In fact, Thompson originally made that remark about the music business. You could also apply it to the movie business and to the mobile phone business and the judicial bench and the legal fraternity and the building trade and the food business.
God knows life is tough. People pour acid on one another all the time. If being blonde or young gives you a helping hand, well, so be it. It is the way of the world. If you are neither, make them laugh, keep the fire in your belly and work on yourself.
But Wilson is right about the age thing. It bothers me too. I ask myself every time I sit down and watch New Zealand television news whether I'm going to learn anything I don't already know about life from this attractive, young, female person?

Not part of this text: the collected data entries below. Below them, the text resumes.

PR #744, opened 2021-04-29
Geb HVAC - Single Speed and Two Speed Systems

yzhou601:
## Pull Request Description
Single Speed features:

1.  On-off Deadband thermostat
2. Start-up Loss

Two Speed features:

1. On-off Deadband thermostat
2. Realistic Staging

Alternative of #458 

## Checklist

Not all may apply:

- [x] EPvalidator.xml has been updated
- [x] Tests (and test files) have been updated
- [x] Documentation has been updated
- [x] Changelog has been updated
- [x] `openstudio tasks.rb update_measures` has been run
- [x] No unexpected regression test changes on CI (checked comparison artifacts)

PR #754, opened 2021-05-05
Geb HVAC - Single speed cycling behavior

yzhou601:
## Pull Request Description

This PR:
- [x] Adds optional on-off thermostats/deadbands for single speed system,
- [x] Accounts for the cycling behavior when using realistic thermostats using EMS program that actuates capacity and EIR performance curves.

This is just for single speed system, two speed system thermostats will be handled in #744 .

## Checklist

Not all may apply:


HPXMLtoOpenStudio/resources/hvac.rb
```diff
@@ -3077,6 +3080,50 @@ def self.set_cool_rated_shrs_gross(cooling_system)
     end
   end
 
+  def self.apply_supp_control_for_ddb_thermostat(model, supp_coil, control_zone)
```
yzhou601, line 3083: @jmaguire1 Please take a look at this. I added an EMS control to limit supplemental heating coil operation, so that it is only enabled when zone temperature is out of deadbands.

HPXMLtoOpenStudio/measure.rb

And I know what the answer will be. But that is an age thing, more about my head than the reporter's, I know. There is nothing to be done about that.
More importantly, I ask if I am going to learn anything I haven't read hours earlier online? That is what the reporters Wilson is talking about really need to think about. We have so many other ways of accessing the news now. Make us watch you. Be compelling.
But in the end, all we want, probably, is someone who can manage to tell the story fluently off the top of the head and give us the basics.
And the basics are all that news is going to give us anyway, no matter the accent, or the channel or the medium. You can listen to the flint-edged women on the BBC or the geezer droning on for half the day on CNN but, in the end, all that matters are the basics, regardless of whether the hair is light or dark or the face old or young.
That is all the news is. In the end, while the news tells us someone killed someone else here or there, it cannot tell us why. News can never explain it. News will never have the time.
I read today, for example, that New Zealand thinks an ancient Afghan province will be able to rule itself without us in five years. Right. Thanks. I've put that in the diary. Wake me up then and I'll see if you were right.
What is news anyway but an irritant? You know something? You can go all week without watching the news and end up knowing as much as someone who has.
Okay, I own up, I check online all day. But if by Friday you've missed something it will take you half an hour to catch up.
The New Zealand television news reporting staff are in a period of generational cross-over. In any case, the older women have children and won't work for the money the job pays.
But when this lot leaves to have kids? Mmmm. There might be a problem. Thank God there are so many men, even if some of them are ugly.